HIPAA Email

If it is believed privacy rights have been violated by an HIPAA covered entity then patients have the right to complain about it.  A little research is necessary before filing a complaint is necessary to ensure the organization or individual believed contravened these rights are subject to HIPAA, and is a covered entity.

Once it has been ascertained that a covered entity has indeed broken the privacy rules then a complaint needs to be filed with the Office for Civil Rights.  The complaint must be in writing, but may be in email form or fax if preferred, and be sent to the correct regional office.  It must name the entity involved and contain a complete and lucid description of events and the reason why the rules have been broken.  A complainant has one hundred eighty days from the day of the incident to be accepted by the Office for Civil rights.

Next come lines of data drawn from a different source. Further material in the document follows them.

PR #569, opened 2026-08-27
bottom sheet refactor

Kimblebee:
## Summary
Refactors Quick Settings to use Material 3's in-hierarchy `BottomSheetScaffold` instead of `ModalBottomSheet`. 

### Why the Transition from `ModalBottomSheet` to `BottomSheetScaffold`?
- **In-Hierarchy Composition:** `BottomSheetScaffold` renders the sheet within the primary Compose layout tree, maintaining a single window lifecycle and preserving seamless viewfinder rendering.

### Key Changes
- **In-Hierarchy Scaffolding:** Replaced root `Scaffold` with `BottomSheetScaffold` in `CaptureLayout.kt` (`sheetPeekHeight = 0.dp`), unifying `SnackbarHost` and removing nested sheet wrappers.
- **Clickable Drag Handle:** Added `BottomSheetDefaults.DragHandle` with `onDismissQuickSettings` click action and `QUICK_SETTINGS_DRAG_HANDLE` test tag.
- **State & Back Handling:** Managed `isQuickSettingsOpen` in `PreviewScreen.kt` with `LaunchedEffect` sync and `BackHandler(enabled = isQuickSettingsOpen)`.
- **Test Determinism:** Added `closeQuickSettings()` and updated `visitQuickSettings` in `ComposeTestRuleExt.kt` to click the drag handle pill, eliminating flaky synthetic gesture timeouts.

### Lifecycle Behavior & Trade-offs
- **Persistent Composition (Never Decomposed):** Unlike `ModalBottomSheet` (which dynamically mounts/unmounts from composition upon opening/closing), `BottomSheetScaffold` is a persistent layout container. When hidden (`sheetPeekHeight = 0.dp`), the sheet container **remains in the composition tree** and is translated off-screen rather than decomposed. Automated tests therefore check visibility (`.isNotDisplayed()`) rather than complete semantics node absence.
- **State Synchronization:** Traded the declarative `onDismissRequest` modal API for bidirectional `LaunchedEffect` synchronization between the boolean UI state (`isQuickSettingsOpen`) and `SheetState`.
- **Drag Handle Affordance:** Material 3's default drag handle is purely a drag gesture affordance; a `.clickable` modifier was explicitly attached to provide a deterministic tap-to-dismiss target for accessibility and test automation.


feature/preview/src/main/java/com/google/jetpackcamera/feature/preview/PreviewScreen.kt
```diff
@@ -300,6 +305,39 @@ private fun ContentScreen(
         )
     }
 
+    var isQuickSettingsOpen by rememberSaveable { mutableStateOf(false) }
```
temcguir: Right now, `isQuickSettingsOpen`, the `LaunchedEffect` synchronization, and `BackHandler` are all defined here in `PreviewScreen.kt`.

Because `feature:preview` is an internal app module and not part of the shared UI library, any external consumer building their own camera screen using `ui:components:capture` would have to copy and wire up this entire block of `BackHandler`, `rememberSaveable`, and sheet synchronization in their own codebase.

Could we push the `BackHandler` and this state synchronization down into `PreviewLayout` (in `ui:components:capture`)? We could still allow callers to optionally pass in a state or dismiss callback if they need custom control, but having `PreviewLayout` handle its own `BackHandler` and scaffold state by default would make our UI library much more plug-and-play for embedding apps.

app/src/androidTest/java/com/google/jetpackcamera/utils/ComposeTestRuleExt.kt
```diff
@@ -194,7 +193,16 @@ fun ComposeTestRule.waitForNodeWithTagToDisappear(
     timeoutMillis: Long = DEFAULT_TIMEOUT_MILLIS
 ) {
     waitUntil(timeoutMillis = timeoutMillis) {
-        onNodeWithTag(tag).isNotDisplayed()
+        val nodes = onAllNodesWithTag(tag).fetchSemanticsNodes()
+        if (nodes.isEmpty()) {
+            true
+        } else {
+            try {
+                onNodeWithTag(tag).isNotDisplayed()
```
temcguir: In `waitForNodeWithTagToDisappear`, `onNodeWithTag(tag).isNotDisplayed()` already returns a `Boolean` rather than throwing when the node is visible. Catching `AssertionError` and returning `true` can accidentally mask other failures (for instance, if multiple nodes match the tag, `onNodeWithTag` throws an `AssertionError`). 

We should be able to simplify this to `nodes.isEmpty() || onNodeWithTag(tag).isNotDisplayed()`.

ui/components/capture/src/main/java/com/google/jetpackcamera/ui/components/capture/CaptureLayout.kt
```diff
@@ -115,13 +150,12 @@ fun PreviewLayout(
...
                             quickSettingsToggleButton = quickSettingsButton,
                             captureModeToggleSwitch = captureModeToggle,
-                            bottomSheetQuickSettings = quickSettingsOverlay,
                             zoomControls = zoomLevelDisplay,
                             elapsedTimeDisplay = elapsedTimeDisplay
                         )
                     }
                     // controls overlay
-                    snackBar(Modifier, snackbarHostState)
+                    snackBar(Modifier, scaffoldState.snackbarHostState)
```
temcguir, line 164: Because `BottomSheetScaffold` doesn't provide a scrim by default, the background (viewfinder and controls) stays fully interactive when Quick Settings is open. Tapping in the area above the sheet will pass straight through to the viewfinder and trigger tap-to-focus rather than closing the sheet.

Could we add a transparent `Box` overlay in this container when `targetValue == SheetValue.Expanded` that intercepts touches and calls `onDismissQuickSettings`? (Note: we specifically want `== SheetValue.Expanded` rather than `!= SheetValue.Hidden` because swiping down settles at `PartiallyExpanded`, and we don't want the overlay blocking touches once closed).

```kotlin
if (scaffoldState.bottomSheetState.targetValue == SheetValue.Expanded) {
    Box(
        modifier = Modifier
            .fillMaxSize()
            .clickable(
                interactionSource = remember { MutableInteractionSource() },
                indication = null,
                onClick = onDismissQuickSettings
            )
    )
}
```

ui/components/capture/src/main/java/com/google/jetpackcamera/ui/components/capture/quicksettings/QuickSettingsScreen.kt
```diff
@@ -50,25 +52,54 @@ import com.google.jetpackcamera.ui.uistate.capture.FlipLensUiState
...
+        }
+    }
+}
+
 /**
  * The UI bottom sheet component for quick settings.
  */
 @OptIn(ExperimentalMaterial3Api::class)
 @Composable
 fun QuickSettingsBottomSheet(
```
temcguir: Since `PreviewScreen` now uses `QuickSettingsScaffoldContent` with `BottomSheetScaffold`, this `QuickSettingsBottomSheet` composable (and `QuickSettingsModalBottomSheet` in `QuickSettingsComponents.kt`) is no longer used anywhere in the app except in the preview at the bottom of this file.

Could we remove `QuickSettingsBottomSheet` and `QuickSettingsModalBottomSheet` entirely, and update `ExpandedQuickSettingsUiPreview` to preview `QuickSettingsContent` instead?

feature/preview/src/main/java/com/google/jetpackcamera/feature/preview/PreviewScreen.kt
```diff
@@ -300,6 +305,39 @@ private fun ContentScreen(
...
+        }
+    }
+
+    // Intercept back navigation only while Quick Settings is actively open.
+    // Note: Checking `isQuickSettingsOpen` instead of `bottomSheetState.isVisible` ensures back handling
+    // is immediately relinquished back to the Activity the instant the sheet begins closing.
+    BackHandler(enabled = isQuickSettingsOpen) {
+        isQuickSettingsOpen = false
+    }
+
```
temcguir: If you swipe the bottom sheet away, it currently takes 2 clicks on the quick settings button to reopen it. This happens because swiping down with `sheetPeekHeight = 0.dp` snaps the sheet to `SheetValue.PartiallyExpanded` (at 0px height) rather than `SheetValue.Hidden`. That means `bottomSheetState.isVisible` stays `true` (and the bot's suggestion of checking `targetValue == SheetValue.Hidden` will also stay `false`), leaving `isQuickSettingsOpen` stuck at `true`.

Since `rememberStandardBottomSheetState` already uses `rememberSaveable` internally, we can eliminate the dual-state sync and both `LaunchedEffect` blocks by using `bottomSheetState` as our single source of truth:

```kotlin
val scaffoldState = rememberBottomSheetScaffoldState(
    bottomSheetState = rememberStandardBottomSheetState(
        initialValue = SheetValue.Hidden,
        skipHiddenState = false
    )
)
val isQuickSettingsOpen = scaffoldState.bottomSheetState.targetValue == SheetValue.Expanded

BackHandler(enabled = isQuickSettingsOpen) {
    scope.launch { scaffoldState.bottomSheetState.hide() }
}
```

Then in `captureButtonLambda`, `quickSettingsButtonLambda`, and `onDismissQuickSettings`, we can just call `scope.launch { scaffoldState.bottomSheetState.hide() }` (or `.expand()`) directly.

temcguir (changes requested):

ui/components/capture/src/main/java/com/google/jetpackcamera/ui/components/capture/CaptureLayout.kt
```diff
@@ -82,15 +101,31 @@ fun PreviewLayout(
...
+            scaffoldState = scaffoldState,
+            sheetPeekHeight = 0.dp,
+            sheetDragHandle = {
+                BottomSheetDefaults.DragHandle(
+                    modifier = Modifier
+                        .testTag(QUICK_SETTINGS_DRAG_HANDLE)
+                        .clickable(
+                            onClickLabel = "Close quick settings",
+                            onClick = onDismissQuickSettings
+                        )
```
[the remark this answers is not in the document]
Kimblebee: updated to `"Close expanded settings button"` resource value

temcguir (approved):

The complainant should not be scared of complaining if they firmly believe their rights have been contravened.  There is a specific clause in the rules that prohibit any kind of retaliation for filing a complaint.  If the Office for Civil Rights get to hear about any retaliations, they take a very dim view and the entity involved can get themselves into real trouble.

A good first step for any complainant is the Office for Civil Rights website where as much information as possible has been posted, and there is a complaint pack with guidance on how to complete it.  Some entities like Universities and some hospitals have their own HIPAA complaint procedures.  A complainant can choose which body to complain to, but if the entity itself is contacted it must be given adequate time to investigate and address the issue before complaining to the Office of Civil Rights.

As with any bureaucracy it will take time to process any complaint so this should be borne in mind once the complaint is made.  Adequate time must be allowed to pass to ensure the OCR can do its job.